- _RECORD SET_
· · · · · · ·

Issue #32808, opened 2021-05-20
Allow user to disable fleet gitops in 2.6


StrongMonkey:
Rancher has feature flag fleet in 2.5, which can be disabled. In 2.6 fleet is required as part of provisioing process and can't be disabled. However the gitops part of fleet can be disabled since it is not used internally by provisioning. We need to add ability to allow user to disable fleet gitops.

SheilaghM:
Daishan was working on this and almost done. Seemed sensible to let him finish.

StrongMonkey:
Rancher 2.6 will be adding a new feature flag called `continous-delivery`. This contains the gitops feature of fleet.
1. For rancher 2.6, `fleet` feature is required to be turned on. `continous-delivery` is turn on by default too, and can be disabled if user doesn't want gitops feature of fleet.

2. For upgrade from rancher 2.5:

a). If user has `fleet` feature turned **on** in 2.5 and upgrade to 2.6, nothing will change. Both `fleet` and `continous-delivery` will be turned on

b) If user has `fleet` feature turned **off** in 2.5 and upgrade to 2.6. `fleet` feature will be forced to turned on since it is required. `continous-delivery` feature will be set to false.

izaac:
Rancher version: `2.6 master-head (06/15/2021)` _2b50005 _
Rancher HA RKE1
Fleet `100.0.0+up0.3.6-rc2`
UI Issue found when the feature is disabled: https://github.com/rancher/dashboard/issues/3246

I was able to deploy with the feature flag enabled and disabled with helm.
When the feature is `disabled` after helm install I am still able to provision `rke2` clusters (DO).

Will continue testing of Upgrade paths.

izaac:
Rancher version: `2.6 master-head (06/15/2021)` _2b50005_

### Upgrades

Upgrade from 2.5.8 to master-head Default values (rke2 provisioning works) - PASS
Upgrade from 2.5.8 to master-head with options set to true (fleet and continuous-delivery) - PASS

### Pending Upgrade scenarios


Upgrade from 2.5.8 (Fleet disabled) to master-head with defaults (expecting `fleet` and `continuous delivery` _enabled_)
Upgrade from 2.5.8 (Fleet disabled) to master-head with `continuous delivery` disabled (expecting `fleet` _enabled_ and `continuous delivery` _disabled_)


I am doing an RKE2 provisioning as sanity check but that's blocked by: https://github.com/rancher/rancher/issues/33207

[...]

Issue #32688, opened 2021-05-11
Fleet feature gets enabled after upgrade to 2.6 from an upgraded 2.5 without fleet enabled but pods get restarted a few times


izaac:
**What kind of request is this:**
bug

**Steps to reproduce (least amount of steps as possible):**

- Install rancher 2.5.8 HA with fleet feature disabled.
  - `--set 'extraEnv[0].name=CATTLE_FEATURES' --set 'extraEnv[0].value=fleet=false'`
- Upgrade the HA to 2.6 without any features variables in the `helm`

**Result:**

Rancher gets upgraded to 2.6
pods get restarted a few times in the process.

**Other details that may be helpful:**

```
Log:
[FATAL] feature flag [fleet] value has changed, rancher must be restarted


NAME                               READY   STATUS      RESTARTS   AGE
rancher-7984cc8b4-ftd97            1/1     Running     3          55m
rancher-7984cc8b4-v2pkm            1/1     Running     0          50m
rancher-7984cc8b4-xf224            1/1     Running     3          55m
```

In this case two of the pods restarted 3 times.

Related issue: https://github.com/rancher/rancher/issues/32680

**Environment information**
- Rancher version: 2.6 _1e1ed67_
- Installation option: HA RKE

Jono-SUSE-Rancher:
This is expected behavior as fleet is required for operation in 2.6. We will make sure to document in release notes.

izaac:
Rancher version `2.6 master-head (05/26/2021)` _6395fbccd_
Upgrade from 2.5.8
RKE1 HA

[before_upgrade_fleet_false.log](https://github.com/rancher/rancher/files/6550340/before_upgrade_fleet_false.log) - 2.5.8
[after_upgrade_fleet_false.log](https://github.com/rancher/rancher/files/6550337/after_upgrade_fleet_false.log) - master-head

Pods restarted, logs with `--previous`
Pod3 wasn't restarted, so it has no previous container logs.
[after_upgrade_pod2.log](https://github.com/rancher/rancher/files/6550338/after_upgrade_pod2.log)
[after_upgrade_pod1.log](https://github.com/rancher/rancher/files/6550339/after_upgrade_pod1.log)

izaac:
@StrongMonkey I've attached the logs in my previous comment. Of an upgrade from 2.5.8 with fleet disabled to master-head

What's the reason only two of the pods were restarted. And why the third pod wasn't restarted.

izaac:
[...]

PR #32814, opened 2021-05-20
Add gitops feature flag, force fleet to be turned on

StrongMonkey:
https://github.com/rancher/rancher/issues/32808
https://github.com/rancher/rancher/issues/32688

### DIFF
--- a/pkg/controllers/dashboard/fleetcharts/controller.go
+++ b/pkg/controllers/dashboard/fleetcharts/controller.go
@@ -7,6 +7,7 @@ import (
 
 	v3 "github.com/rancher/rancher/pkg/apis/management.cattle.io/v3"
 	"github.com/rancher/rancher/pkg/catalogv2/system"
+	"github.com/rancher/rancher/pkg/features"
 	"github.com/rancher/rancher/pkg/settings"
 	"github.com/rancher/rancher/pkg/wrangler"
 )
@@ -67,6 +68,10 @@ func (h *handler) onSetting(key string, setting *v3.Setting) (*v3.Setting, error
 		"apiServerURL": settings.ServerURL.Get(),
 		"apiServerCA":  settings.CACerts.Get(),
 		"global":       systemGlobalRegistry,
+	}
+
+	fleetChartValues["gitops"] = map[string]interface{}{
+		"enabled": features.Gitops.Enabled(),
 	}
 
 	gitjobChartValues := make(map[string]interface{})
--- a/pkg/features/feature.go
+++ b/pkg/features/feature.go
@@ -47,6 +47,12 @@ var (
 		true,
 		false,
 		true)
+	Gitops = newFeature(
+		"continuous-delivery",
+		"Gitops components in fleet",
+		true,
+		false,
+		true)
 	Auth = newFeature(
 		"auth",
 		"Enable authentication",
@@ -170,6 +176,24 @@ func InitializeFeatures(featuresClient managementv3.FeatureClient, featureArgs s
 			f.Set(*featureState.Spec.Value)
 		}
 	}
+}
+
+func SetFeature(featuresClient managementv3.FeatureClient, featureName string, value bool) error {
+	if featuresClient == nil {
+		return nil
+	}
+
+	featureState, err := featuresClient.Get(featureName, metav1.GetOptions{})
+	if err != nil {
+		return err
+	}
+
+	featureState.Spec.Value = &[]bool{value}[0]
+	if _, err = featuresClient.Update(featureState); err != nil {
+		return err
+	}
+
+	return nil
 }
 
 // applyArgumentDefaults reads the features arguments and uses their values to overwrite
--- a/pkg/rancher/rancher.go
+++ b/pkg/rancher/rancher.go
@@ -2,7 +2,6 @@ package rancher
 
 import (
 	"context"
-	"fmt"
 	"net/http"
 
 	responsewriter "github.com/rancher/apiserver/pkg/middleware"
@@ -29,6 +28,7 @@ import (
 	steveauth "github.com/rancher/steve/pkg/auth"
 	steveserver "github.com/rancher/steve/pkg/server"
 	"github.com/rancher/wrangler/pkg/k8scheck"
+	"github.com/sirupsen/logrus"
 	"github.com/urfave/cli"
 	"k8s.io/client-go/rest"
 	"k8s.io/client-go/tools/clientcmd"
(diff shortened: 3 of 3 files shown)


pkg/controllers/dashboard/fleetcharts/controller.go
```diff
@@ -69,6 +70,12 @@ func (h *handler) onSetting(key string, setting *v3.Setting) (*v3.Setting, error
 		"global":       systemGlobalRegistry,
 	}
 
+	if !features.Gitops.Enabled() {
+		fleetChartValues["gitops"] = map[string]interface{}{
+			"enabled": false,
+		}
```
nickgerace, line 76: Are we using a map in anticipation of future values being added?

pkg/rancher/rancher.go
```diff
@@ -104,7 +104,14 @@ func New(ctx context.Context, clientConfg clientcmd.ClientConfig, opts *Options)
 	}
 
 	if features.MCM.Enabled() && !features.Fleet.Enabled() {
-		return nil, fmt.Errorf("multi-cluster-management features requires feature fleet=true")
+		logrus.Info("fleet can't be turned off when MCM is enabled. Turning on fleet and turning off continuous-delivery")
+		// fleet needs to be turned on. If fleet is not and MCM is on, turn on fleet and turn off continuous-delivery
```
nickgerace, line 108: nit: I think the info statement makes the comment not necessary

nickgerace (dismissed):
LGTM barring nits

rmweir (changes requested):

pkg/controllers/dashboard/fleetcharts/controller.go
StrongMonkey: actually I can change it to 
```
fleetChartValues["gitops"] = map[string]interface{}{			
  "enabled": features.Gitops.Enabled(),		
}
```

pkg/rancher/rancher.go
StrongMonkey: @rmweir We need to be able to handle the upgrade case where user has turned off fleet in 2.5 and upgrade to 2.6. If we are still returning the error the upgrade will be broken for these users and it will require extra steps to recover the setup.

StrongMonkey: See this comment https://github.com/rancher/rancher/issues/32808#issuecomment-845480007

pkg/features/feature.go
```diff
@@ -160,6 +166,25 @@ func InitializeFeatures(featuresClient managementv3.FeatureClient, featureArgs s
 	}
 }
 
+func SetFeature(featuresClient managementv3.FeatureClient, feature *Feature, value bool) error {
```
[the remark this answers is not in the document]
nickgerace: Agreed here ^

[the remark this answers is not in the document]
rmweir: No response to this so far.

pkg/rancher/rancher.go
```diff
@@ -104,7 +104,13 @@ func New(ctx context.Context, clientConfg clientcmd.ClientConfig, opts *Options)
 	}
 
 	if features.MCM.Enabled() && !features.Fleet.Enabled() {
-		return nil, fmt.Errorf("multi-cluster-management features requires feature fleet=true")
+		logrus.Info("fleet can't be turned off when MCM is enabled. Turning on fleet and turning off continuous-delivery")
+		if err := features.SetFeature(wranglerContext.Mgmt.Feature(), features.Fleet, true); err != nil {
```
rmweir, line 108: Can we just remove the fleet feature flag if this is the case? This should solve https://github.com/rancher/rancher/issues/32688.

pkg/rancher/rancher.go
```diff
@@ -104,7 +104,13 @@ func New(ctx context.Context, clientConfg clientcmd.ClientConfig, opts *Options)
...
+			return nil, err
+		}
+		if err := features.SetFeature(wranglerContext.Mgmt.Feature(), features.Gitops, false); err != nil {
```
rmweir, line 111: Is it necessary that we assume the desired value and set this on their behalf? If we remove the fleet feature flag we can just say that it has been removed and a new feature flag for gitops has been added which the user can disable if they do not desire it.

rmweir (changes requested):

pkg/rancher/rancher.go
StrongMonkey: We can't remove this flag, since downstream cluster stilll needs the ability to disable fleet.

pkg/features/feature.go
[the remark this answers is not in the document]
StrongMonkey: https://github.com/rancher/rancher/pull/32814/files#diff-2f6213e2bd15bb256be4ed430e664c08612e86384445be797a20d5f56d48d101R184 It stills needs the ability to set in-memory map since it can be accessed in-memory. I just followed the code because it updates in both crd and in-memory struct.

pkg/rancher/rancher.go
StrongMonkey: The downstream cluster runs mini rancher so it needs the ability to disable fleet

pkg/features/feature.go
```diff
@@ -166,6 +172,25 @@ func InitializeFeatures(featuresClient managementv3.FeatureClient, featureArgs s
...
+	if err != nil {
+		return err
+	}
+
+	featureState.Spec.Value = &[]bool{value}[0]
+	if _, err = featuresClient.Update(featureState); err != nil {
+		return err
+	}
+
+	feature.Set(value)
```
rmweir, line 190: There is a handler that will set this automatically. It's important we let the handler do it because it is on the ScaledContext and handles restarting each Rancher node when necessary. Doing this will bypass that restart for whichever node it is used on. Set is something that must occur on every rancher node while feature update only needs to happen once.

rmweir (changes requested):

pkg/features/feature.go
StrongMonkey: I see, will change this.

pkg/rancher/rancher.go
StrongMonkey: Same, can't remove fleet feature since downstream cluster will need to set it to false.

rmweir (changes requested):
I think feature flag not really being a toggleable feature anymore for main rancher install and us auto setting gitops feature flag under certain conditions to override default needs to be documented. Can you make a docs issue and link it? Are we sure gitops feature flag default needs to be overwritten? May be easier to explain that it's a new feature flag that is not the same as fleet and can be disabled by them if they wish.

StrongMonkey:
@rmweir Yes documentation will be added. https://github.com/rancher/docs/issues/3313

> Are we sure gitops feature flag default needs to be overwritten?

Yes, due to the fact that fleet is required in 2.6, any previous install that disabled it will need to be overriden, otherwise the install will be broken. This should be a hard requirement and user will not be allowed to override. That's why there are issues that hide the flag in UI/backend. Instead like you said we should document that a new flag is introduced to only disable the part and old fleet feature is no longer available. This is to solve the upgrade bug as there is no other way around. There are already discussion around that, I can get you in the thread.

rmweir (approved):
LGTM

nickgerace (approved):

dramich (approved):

· · · · · · ·

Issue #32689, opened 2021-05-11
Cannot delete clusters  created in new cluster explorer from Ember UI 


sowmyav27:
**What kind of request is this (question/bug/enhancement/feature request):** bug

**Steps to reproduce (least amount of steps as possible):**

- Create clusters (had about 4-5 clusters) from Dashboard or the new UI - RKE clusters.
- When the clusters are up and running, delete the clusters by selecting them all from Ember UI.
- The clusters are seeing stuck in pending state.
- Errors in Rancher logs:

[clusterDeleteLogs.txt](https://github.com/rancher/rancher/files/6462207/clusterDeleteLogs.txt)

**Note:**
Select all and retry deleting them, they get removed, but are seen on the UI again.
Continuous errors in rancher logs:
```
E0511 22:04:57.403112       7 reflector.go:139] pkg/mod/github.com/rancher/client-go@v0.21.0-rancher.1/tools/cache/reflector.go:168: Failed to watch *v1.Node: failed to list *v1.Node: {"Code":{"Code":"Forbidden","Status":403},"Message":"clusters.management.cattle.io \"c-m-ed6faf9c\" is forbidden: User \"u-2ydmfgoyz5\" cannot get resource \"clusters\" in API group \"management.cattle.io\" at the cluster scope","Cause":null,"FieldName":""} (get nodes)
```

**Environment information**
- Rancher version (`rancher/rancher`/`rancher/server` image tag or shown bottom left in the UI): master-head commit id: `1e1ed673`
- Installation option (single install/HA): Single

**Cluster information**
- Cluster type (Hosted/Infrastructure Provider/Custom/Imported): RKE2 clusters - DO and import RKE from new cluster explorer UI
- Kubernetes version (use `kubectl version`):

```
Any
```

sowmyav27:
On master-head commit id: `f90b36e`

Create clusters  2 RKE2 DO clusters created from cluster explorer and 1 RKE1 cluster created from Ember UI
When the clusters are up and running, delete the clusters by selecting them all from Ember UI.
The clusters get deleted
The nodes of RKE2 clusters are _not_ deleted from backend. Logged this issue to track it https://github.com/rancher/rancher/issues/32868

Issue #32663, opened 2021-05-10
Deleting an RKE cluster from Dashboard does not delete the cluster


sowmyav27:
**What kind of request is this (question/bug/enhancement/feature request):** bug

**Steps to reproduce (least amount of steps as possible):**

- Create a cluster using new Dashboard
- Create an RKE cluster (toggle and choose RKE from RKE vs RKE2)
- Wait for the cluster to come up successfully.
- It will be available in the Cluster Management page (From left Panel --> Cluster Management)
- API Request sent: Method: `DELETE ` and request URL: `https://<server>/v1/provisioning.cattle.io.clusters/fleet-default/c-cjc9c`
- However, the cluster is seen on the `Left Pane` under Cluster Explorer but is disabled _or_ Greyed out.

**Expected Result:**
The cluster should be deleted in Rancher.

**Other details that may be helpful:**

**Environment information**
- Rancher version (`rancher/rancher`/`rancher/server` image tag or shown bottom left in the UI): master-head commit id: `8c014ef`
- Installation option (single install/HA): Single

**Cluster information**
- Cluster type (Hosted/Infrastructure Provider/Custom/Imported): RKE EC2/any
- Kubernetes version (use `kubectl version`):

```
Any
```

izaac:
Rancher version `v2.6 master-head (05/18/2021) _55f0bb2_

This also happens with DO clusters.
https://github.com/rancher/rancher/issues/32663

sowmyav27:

· · · · · · ·

- _WHAT YOU WILL DO_
Say how many lines in the records hold the string "process". Give no other words.

- _SOLUTION BELOW_
2